▶ _WHAT THIS TASK INVOLVES_: Take every line from the entries below that includes the word "stages" and copy it.

START PROVIDED ENTRIES

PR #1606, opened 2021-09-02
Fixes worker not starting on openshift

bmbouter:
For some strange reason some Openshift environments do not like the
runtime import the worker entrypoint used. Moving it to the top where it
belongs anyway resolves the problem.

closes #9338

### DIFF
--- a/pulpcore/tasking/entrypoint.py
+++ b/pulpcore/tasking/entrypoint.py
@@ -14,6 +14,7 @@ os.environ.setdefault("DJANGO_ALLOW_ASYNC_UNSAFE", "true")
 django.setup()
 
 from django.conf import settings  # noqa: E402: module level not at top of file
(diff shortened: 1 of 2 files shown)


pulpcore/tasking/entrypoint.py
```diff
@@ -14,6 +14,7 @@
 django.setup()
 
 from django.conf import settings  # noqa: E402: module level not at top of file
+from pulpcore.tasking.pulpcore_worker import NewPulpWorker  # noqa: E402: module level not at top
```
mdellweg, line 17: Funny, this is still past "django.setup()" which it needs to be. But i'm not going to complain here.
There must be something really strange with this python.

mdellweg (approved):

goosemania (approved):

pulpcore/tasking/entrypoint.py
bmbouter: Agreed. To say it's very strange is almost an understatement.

END PROVIDED ENTRIES
START PROVIDED ENTRIES

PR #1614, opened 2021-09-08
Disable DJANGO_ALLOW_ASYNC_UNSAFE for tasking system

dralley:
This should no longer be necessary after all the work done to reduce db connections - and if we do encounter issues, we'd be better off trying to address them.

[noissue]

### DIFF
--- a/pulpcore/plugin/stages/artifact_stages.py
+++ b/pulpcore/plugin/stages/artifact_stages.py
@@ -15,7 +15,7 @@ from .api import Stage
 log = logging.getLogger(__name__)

END PROVIDED ENTRIES

▶ _OUTPUT FOR THIS EXERCISE_:
--- a/pulpcore/plugin/stages/artifact_stages.py
+++ b/pulpcore/plugin/stages/artifact_stages.py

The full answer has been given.